Author: wpadmin

  • Common Frequently Used Financial Terminology: Explanations & Practical Applications

    Preface

    Financial terms widely appear in scenarios including personal wealth management, stock and fund investment, cross-border trade, bank lending, and financial news. Although many professional terms seem obscure, they are closely linked to ordinary people’s income, savings, asset planning and corporate operation. This article categorizes the most globally universal financial terms by usage scenarios, paired with plain-language explanations and real-life or commercial application cases, helping overseas readers, small and micro business practitioners and new investors quickly grasp relevant knowledge.
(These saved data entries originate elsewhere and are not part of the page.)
PR #2309, opened 2020-04-03
[feat] Always scroll to top on router change

### LINKED ISSUE #2289: [feature]: Always scroll to top on a router change
When a long page links to a short page, the former scroll-y position doesn't exist, so the browser keeps the lowest scroll position possible. This means links from anywhere to anywhere can often land on the footer of a new page render.

When routing (link or redirect) the page should always scroll to top so the user's context is reset.

**Additional context**
A fix was added for this in #832 but it only affects PDP. We have dozens of modules in our build it affects all of them, so the solution should be implemented at the router-level.

- [ ] `venia-concept`
- [x] `venia-ui`
- [ ] `pwa-buildpack`
- [ ] `peregrine`
- [ ] `pwa-devdocs`
- [ ] `upward-js`
- [ ] `upward-spec`
- [ ] `create-pwa`

brendanfalkowski:
## Description

On router changes, the page should always scroll to top.

This also removes prior attempts to manage scrolling-to-top per route. This should be a universal behavior.

## Related Issue
Closes #2289.

### Verification Steps

1. Go to any page.
2. Scroll down.
3. Click a link.
4. The page should scroll up to top.

## Checklist


brendanfalkowski:
I removed `window.scrollTo` from the PDP since that is handled by the global routing behavior.

I did not remove `window.scrollTo` from the category/search areas because some changes like sorting don't invoke the router. These inline calls are still needed.

packages/venia-ui/lib/components/ScrollToTop/scrollToTop.js
```diff
@@ -0,0 +1,24 @@
+import React, { useEffect } from 'react';
+import { useLocation } from 'react-router-dom';
+
+// See: https://reacttraining.com/react-router/web/guides/scroll-restoration/scroll-to-top
+
+// Note: using { behavior: 'smooth' } in scrollTo() options often won't have an
+// effect because the re-render happens before smooth scrolling starts. Some
+// browsers try to do this internally but it's not universal.
+
+const ScrollToTop = () => {
```
sirugh, line 10: Now that we're migrated to function components this should be a peregrine hook, `useScrollTop`. It could even be `useScrollTopOnChange` and take a parameter like `pathname` which it uses in the effect. Then any component could configure when it should change such as `useScrollTopOnChange(user.isSignedIn)`, etc.

Could also have `useScrollTopOnMount` that scrolls only on mount of a component.

sirugh: I just saw Jimmy said basically the same thing a few days ago 😆

packages/venia-ui/lib/components/Routes/routes.js
```diff
@@ -1,15 +1,19 @@
...
+import { useScrollTopOnChange } from '@magento/peregrine/lib/hooks/useScrollTopOnChange';
 
 const CartPage = lazy(() => import('../CartPage'));
 const CheckoutPage = lazy(() => import('../CheckoutPage'));
 const CreateAccountPage = lazy(() => import('../CreateAccountPage'));
 const Search = lazy(() => import('../../RootComponents/Search'));
 
 const Routes = () => {
+    const { pathname } = useLocation();
+    useScrollTopOnChange(pathname);
```
sirugh, line 15: Some other examples I saw out on the web included also observing `search`. I'm not sure if we want to implement that here or in the components that actually care about search such as pagination or the search/filter components.

supernova-at: I think it makes sense to do it here. Those components are changing `search` but scrolling is a page-level concern; I don't think they should know / care / control the scrolling.

supernova-at: I think it makes sense to do it here. Those components are changing `search` but scrolling is a page-level concern; I don't think they should know / care / control the scrolling.

jimbo: Agree with @supernova-at here. I wouldn't scroll to top when search params change.

sirugh: > We'd have to accept that it'll happen in every case where we ever change search...and I don't have that level of confidence. In contrast, I do have that level of confidence when it comes to pathname.

To be specific, the `Router` component can confidently control scrolling on path changes but not search changes. That said, other components such as the Category or Search pages should be able to utilize the new hook to handle scrolling to top as they do already.

```js
// CURRENT
const Category = props => {
    const { search } = useLocation();
    const filtersFromSearch = getFilters(search);
    useEffect(() => {
        runFilterQuery()
        window.scrollTop();
    }, [filtersFromSearch])    
}
// PROPOSED
const Category = props => {
    const { search } = useLocation();
    const filtersFromSearch = getFilters(search);
    useScrollTopOnChange(filtersFromSearch);
    useEffect(() => {
        runFilterQuery()
    }, [filtersFromSearch])
}
```

devops-pwa-codebuild:
**Performance Test Results**

https://pr-2309.pwa-venia.com/venia-tops.html : LH Performance Expected 0.75 Actual 0.65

Written from a neutral popular science perspective, this guide mainly focuses on the functions and practical uses of financial instruments.

    Table of Contents (Six Sections Covering Scenarios from Personal Finance to Cross-border Business)
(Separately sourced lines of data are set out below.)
PR #2313, opened 2020-04-05
[feature] Pass rest attributes to radio group items

### LINKED ISSUE #2270: [bug]: RadioGroup cannot pass a disabled attribute to the Radio component
**Describe the bug**
When using the RadioGroup component, we cannot specify if its items are disabled or not.

https://github.com/magento/pwa-studio/blob/develop/packages/venia-ui/lib/components/RadioGroup/radioGroup.js#L34
In the RadioGroup component, the items only accepts a label and a value.

**Expected behavior**
We should have a way to render the Radio items as disabled or not.

**Possible solutions**
We could pass additional attributes to the item via an _attributes_ key of the items prop.
```
const options = items.map(({ label, value, attributes }) => (
    <Radio
        classes={{
            label: classes.radioLabel,
            root: classes.radio
        }}
        key={value}
        label={label}
        value={value}
        {...attributes}
    />
));

/* --- */

const items = [
    { label: 'Enabled item', value: 'value_1' },
    {
        label: 'Disabled item',
        value: 'value_2',
        attributes: { disabled: true }
    }
];

/* --- */

<RadioGroup
    field="disabled_example"
    items={items}
/>
```

 - Magento Version: 2.3.4
 - PWA Studio Version: 5.0.1
 - NPM version: `6.11.3`
 - Node Version: `10.17.0`

- [ ] `venia-concept`
- [x] `venia-ui`
- [ ] `pwa-buildpack`
- [ ] `peregrine`
- [ ] `pwa-devdocs`
- [ ] `upward-js`
- [ ] `upward-spec`
- [ ] `create-pwa`

LucasCalazans:
## Description

Forwarding additional attributes to Radio component using RadioGroup.

## Related Issue
Closes #2270.

### Verification Steps
1. Use the RadioGroup on a page.
2. Pass other attributes in the item object like this:
```
<RadioGroup items={[
    {
        value: 'value 1',
        label: 'label 1',
        disabled: true
    },
    {
        value: 'value 2',
        label: 'label 2',
        role: 'radio'
    }
]}/>
```
3. Check the new attributes rendered in the page. The first should be disabled the second should be enabled.

image

## Checklist


packages/venia-ui/lib/components/RadioGroup/radioGroup.js
```diff
@@ -31,15 +31,15 @@ export class RadioGroup extends Component {
...
+        const options = items.map(({ value, ...item }) => (
             <Radio
                 classes={{
                     label: classes.radioLabel,
                     root: classes.radio
                 }}
                 key={value}
-                label={label}
                 value={value}
+                {...item}
```
sirugh, line 42: Do we need to allow for a spread here? I feel the API is pretty limited. If you just need to allow the `disabled` prop then maybe that's all we need to add. If you want to future proof this a bit more, then spreading does accomplish the same, though it is less documentable as you can include `disabled` in the propTypes.

If you do keep this, spread `item` first and then provide the other values such as classes, key, and value.

```js
<Radio
   {...item}
   classes={...}
   key={value}
   value={value}
</Radio>
```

    Section 1: Basic Personal Finance (Most Commonly Used in Daily Life)

    Liquidity

    Plain explanation: The ability to convert assets into cash rapidly without suffering substantial losses.
    Application scenarios: Current deposits feature high liquidity and can be withdrawn at any time; real estate and large-denomination time deposits have low liquidity and require a long period to be converted into cash.

    Annualized Rate of Return

    Plain explanation: Converting returns generated over a certain investment period into an annual percentage to compare the profitability of different financial products horizontally.
    Application scenarios: If a 3-month financial product yields a 2% return, its annualized rate of return can be calculated for comparison with the interest rate of one-year time deposits.

    Compound Interest

    Plain explanation: Also known as interest upon interest. Interest generated by the principal keeps earning new interest in the next interest calculation cycle.
    Application scenarios: Long-term regular fund investment and bank compound-interest deposits deliver increasingly remarkable asset appreciation benefits as the investment period extends.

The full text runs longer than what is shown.